PEMILIHAN TIPE PESAWAT TERBANG UNTUK RUTE

advertisement
Seminar Nasional Teknologi 2007 (SNT 2007) Yogyakarta, 24 November 2007 ISSN : 1978 – 9777 PEMILIHAN TIPE PESAWAT TERBANG UNTUK RUTE
YOGYAKARTA – JAKARTA BERDASARKAN
PERKIRAAN BIAYA OPERASIONAL
Didik Prihananto
Sekolah Tinggi Teknologi Adisutjipto
Jl. Janti Blok R Lanud Adisutjipto, Yogyakarta
e-mail : [email protected]
ABSTRACT
Biaya operasional merupakan salah satu pertimbangan dalam pemilihan jenis pesawat
terbang. Biaya operasional terdiri dari biaya operasional langsung (DOC = direct operating cost)
dan biaya operasional tidak langsung (IOC = indirect operating cost). Dengan biaya operasional
yang rendah, maka dapat diperoleh tingkat keuntungan yang lebih tinggi.
Makalah ini memperkirakan besar biaya operasional untuk beberapa jenis pesawat yang
memungkinkan dioperasikan pada rute Yogyakarta – Jakarta untuk beberapa tahun ke depan.
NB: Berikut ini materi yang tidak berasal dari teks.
PR #350, opened 2017-11-06
Update lifters.csv

emp100k:
This appears to be a typo and was supposed to be 50kg not 150kg.  150kg not only would have ben well over the world record, but also 3 times her previous best bench press.


emp100k:
not sure why the check failed, all I did was delete the 1 in 150...

PR #363, opened 2017-11-14
nasa 1728

Borisdatzar:
@sstangl please review. I am not sure if this even qualifies as PL meet.


sstangl:
It does indeed qualify! Push/Pull meets are rarer than full meets, but they show up sometimes in a bunch of different federations.

PR #365, opened 2017-11-14
Update lifters.csv

TrystanOakley:
Changed Gaylon Black to Perseus Black per his request. He officially changed it on his membership card with the federation as well so. @sstangl


sstangl:
Needs an entry in the name change database also --

https://github.com/sstangl/openpowerlifting/blob/master/docs/lifter-name-corrections.md

Also uspa/0858.

TrystanOakley:
I changed it in both meets, would you still like me to add it to he name corrections since I changed it in all of his meets and he said he will be using that name from now on?

TrystanOakley:
Okay I’ll add it. He’s only done the two meets though. I verified it with
him.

Jenis pesawat yang dipergunakan sebagai alternatif adalah yang diproduksi setelah tahun 2000
dan memungkinkan untuk dipergunakan oleh airline di Indonesia untuk menggantikan armada
yang sekarang. Biaya operasional diperhitungkan berdasarkan biaya awak pesawat, biaya bahan
bakar, biaya sewa, biaya asuransi, biaya perawatan dan ditambah biaya tidak langsung.
Penentuan jenis pesawat dengan membandingkan biaya operasional, dimana pesawat yang dipilih
adalah yang mempunyai biaya operasional paling rendah.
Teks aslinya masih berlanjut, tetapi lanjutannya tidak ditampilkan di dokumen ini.